Wrap Up Quiz Error

Hello,
I am trying to complete 01 wrap up quiz.
Currently on question 6 but I cannot work out why i am getting the error: ‘Found input variables with inconsistent numbers of samples: [24, 14, 60]’

This occurs when I try to split the numerical_features data and target data into train and test data; or when I try to run the the cross validation.

I cannot work out what I am missing or doing wrong in the code.
Please help.

Code:

import pandas as pd
ames_housing = pd.read_csv("../datasets/house_prices.csv", na_values="?")
ames_housing = ames_housing.drop(columns="Id")

target_name = "SalePrice"
data = ames_housing.drop(columns=target_name)
target = ames_housing[target_name]
goal = (target > 200_000).astype(int)

numerical_features = [
  "LotFrontage", "LotArea", "MasVnrArea", "BsmtFinSF1", "BsmtFinSF2",
  "BsmtUnfSF", "TotalBsmtSF", "1stFlrSF", "2ndFlrSF", "LowQualFinSF",
  "GrLivArea", "BedroomAbvGr", "KitchenAbvGr", "TotRmsAbvGrd", "Fireplaces",
  "GarageCars", "GarageArea", "WoodDeckSF", "OpenPorchSF", "EnclosedPorch",
  "3SsnPorch", "ScreenPorch", "PoolArea", "MiscVal",
]

from sklearn.model_selection import train_test_split
from sklearn.impute import SimpleImputer
from sklearn.linear_model import LogisticRegression
from sklearn.preprocessing import StandardScaler
from sklearn.pipeline import make_pipeline

data_train, data_test, target_train, target_test = train_test_split(
    numerical_features, target, random_state=42, test_size=0.25)

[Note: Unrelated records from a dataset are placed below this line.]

Issue #53, opened 2020-06-04
Generate .askcode and .askjsx in GitHub actions


mhagmajer:
Maybe GitHub action could also take care of generating `.askcode` and `.askjson` files? Currently these files are generated on `npm test`.  This way maybe they wouldn't have to be included in reviewed code. More reasearch is needed here on how this would work exactly.

mhagmajer:
Keeping this one open to track more things

mhagmajer:
Closing in favour of https://github.com/xFAANG/askql/issues/170

PR #80, opened 2020-06-08
feat(build): Run tests with GitHub actions

YonatanKra:
Solves #53

### DIFF
--- a/.prettierignore
+++ b/.prettierignore
@@ -1,0 +1,6 @@
+/dist
+/idea
+/node_modules
+/@types
+/testingP
+*-lock
--- a/.prettierignore
+++ b/.prettierignore
@@ -1,6 +1,4 @@
 /dist
-/idea
+/.idea
 /node_modules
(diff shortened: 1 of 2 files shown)


.prettierignore
```diff
@@ -0,0 +1,6 @@
+/dist
+/idea
+/node_modules
+/@types
+/testingP
+*-lock
```
mhagmajer, line 6: seem like we don't have these at the top level

.prettierignore
```diff
@@ -0,0 +1,6 @@
+/dist
+/idea
```
mhagmajer, line 2: seem like we don't have these at the top level

YonatanKra: Correct :)

.prettierignore
YonatanKra: I've removed testingP and *-lock.
I do see @types when developing locally, so I guess it should also be ignored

model = make_pipeline(StandardScaler(),SimpleImputer(strategy = 'mean'), LogisticRegression())
model

you are passing numerical_features that is a list of the feature names to select. You need to pass the data array containing only the numerical features, meaning data_numerical = data[numerical_features]

Ahh ok, thank you.
Feel silly now but I am new to coding haha :slight_smile:

I’ve hit another problem… the cross validation does run but i get this warning:

‘/opt/conda/lib/python3.9/site-packages/sklearn/model_selection/_split.py:666: UserWarning: The least populated class in y has only 1 members, which is less than n_splits=5.
warnings.warn((“The least populated class in y has only %d”.’

when running the code:
from sklearn.model_selection import cross_validate

cv_result = cross_validate(model, data_numerical, target, cv=5)
cv_result

what does this warning mean and how would I rectify this?

We binarized the original target that was a regression problem to a classification problem. By passing the variable target in your cross-validation, you are preserving the original regression problem using a classifier. I think that you should use goal instead of target in your cross_validate call.